(Beginning of DATA TO EXAMINE)

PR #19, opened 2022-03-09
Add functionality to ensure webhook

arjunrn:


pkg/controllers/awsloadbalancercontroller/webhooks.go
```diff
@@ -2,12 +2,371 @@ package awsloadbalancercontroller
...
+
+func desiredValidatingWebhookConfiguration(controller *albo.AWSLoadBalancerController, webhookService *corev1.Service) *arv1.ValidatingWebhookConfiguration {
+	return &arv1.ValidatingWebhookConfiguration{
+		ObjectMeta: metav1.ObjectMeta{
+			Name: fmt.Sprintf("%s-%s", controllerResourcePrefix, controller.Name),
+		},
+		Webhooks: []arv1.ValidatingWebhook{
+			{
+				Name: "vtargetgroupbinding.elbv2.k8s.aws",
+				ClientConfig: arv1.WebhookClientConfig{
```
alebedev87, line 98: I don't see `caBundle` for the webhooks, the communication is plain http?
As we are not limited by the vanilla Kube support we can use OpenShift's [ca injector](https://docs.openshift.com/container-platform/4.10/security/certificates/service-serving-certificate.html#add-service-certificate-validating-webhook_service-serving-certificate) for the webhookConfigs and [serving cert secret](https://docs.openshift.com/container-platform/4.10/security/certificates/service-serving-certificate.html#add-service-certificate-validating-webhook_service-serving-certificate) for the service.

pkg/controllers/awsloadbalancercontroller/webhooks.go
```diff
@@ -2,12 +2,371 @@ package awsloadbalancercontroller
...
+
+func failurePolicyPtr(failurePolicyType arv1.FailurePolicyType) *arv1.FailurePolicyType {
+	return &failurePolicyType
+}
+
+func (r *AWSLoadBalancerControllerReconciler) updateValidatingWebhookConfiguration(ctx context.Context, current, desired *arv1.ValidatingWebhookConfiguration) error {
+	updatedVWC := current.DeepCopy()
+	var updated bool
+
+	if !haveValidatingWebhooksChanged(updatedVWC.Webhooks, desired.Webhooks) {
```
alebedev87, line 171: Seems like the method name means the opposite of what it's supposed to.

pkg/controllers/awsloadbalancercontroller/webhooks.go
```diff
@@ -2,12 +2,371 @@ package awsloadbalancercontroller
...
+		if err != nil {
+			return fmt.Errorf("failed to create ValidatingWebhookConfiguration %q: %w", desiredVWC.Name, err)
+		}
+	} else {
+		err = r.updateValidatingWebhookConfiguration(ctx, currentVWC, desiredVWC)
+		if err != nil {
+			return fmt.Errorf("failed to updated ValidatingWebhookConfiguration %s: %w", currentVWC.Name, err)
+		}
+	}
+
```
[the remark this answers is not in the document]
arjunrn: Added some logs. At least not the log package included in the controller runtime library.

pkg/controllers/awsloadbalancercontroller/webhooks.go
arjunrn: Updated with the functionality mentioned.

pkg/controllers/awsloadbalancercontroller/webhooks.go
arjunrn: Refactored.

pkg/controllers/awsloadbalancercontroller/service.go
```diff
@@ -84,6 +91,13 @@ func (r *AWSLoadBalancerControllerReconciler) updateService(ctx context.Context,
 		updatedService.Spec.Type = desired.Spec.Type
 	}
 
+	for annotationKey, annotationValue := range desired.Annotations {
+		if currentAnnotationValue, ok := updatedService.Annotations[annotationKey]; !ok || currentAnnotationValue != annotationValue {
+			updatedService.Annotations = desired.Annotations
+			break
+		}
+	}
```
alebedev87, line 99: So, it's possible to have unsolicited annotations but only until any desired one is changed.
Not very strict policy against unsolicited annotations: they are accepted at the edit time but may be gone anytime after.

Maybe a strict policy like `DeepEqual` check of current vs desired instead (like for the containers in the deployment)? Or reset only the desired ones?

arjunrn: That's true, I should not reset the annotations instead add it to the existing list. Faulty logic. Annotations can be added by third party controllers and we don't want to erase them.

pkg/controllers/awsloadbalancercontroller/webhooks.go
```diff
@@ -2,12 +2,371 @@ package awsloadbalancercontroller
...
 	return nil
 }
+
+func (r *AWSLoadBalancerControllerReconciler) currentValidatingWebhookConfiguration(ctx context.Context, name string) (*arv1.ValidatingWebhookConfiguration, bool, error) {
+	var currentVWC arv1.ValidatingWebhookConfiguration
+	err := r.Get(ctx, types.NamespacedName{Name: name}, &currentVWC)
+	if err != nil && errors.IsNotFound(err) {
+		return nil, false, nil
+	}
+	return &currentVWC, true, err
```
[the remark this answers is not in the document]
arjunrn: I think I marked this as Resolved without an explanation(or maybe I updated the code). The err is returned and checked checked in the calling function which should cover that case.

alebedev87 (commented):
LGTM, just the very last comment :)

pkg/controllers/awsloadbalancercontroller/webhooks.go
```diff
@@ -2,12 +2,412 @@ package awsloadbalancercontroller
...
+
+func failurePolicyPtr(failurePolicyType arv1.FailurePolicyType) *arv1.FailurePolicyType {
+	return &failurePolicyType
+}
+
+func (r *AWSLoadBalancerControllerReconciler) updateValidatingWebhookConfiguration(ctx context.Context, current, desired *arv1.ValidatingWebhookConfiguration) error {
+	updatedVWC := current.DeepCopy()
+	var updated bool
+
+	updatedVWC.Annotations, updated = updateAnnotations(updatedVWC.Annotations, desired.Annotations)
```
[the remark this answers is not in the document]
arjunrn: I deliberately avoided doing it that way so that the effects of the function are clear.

(End of DATA TO EXAMINE)
(Beginning of DATA TO EXAMINE)

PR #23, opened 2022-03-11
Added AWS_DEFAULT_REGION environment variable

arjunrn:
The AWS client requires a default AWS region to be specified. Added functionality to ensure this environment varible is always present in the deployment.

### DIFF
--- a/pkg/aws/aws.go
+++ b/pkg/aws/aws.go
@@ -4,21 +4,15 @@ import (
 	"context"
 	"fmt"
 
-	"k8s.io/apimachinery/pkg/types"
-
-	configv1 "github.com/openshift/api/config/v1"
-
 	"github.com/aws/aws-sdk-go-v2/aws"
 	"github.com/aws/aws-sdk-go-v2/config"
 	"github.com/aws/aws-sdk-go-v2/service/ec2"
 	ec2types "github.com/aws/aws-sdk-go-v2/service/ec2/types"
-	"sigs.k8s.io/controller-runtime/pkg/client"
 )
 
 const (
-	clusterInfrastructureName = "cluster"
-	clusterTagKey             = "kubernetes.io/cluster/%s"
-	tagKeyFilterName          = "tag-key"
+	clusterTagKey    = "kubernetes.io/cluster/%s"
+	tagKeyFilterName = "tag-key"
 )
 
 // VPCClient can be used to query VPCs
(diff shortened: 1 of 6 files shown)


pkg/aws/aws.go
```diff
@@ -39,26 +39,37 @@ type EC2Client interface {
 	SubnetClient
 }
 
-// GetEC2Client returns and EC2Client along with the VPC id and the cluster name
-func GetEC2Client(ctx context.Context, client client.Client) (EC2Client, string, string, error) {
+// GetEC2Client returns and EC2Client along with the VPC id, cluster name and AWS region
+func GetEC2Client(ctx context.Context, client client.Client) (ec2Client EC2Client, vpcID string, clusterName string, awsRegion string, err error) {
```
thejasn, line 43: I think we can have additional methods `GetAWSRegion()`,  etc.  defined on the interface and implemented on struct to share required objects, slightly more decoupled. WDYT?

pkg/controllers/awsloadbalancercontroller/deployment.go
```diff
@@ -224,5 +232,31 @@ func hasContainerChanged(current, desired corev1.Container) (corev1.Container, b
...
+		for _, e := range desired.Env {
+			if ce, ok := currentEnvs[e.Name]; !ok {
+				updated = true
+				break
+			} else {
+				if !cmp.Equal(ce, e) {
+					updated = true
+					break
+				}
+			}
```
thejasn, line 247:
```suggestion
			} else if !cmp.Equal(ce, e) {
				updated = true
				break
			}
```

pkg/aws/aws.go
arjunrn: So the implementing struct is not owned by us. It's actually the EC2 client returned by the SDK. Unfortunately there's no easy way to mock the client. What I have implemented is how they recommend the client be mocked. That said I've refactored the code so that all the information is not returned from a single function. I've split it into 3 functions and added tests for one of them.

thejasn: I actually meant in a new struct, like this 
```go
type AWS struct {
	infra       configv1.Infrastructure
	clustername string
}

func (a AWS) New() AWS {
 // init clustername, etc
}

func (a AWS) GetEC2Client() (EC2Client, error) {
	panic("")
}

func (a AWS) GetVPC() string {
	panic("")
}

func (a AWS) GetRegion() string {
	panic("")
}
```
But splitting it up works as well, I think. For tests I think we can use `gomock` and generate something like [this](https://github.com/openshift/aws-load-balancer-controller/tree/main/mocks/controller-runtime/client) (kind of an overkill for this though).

(End of DATA TO EXAMINE)
(Beginning of DATA TO EXAMINE)

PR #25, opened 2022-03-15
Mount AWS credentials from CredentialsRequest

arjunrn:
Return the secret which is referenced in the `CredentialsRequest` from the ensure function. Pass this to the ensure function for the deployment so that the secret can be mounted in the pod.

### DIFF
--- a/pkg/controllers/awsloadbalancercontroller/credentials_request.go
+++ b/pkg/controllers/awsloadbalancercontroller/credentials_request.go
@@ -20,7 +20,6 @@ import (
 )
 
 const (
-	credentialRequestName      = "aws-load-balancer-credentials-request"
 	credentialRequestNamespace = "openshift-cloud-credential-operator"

(End of DATA TO EXAMINE)

* [REQUIREMENT]: Would you please copy all lines in the data that contain the word "strict"?

* [EXERCISE RESULT]:
Not very strict policy against unsolicited annotations: they are accepted at the edit time but may be gone anytime after.
Maybe a strict policy like `DeepEqual` check of current vs desired instead (like for the containers in the deployment)? Or reset only the desired ones?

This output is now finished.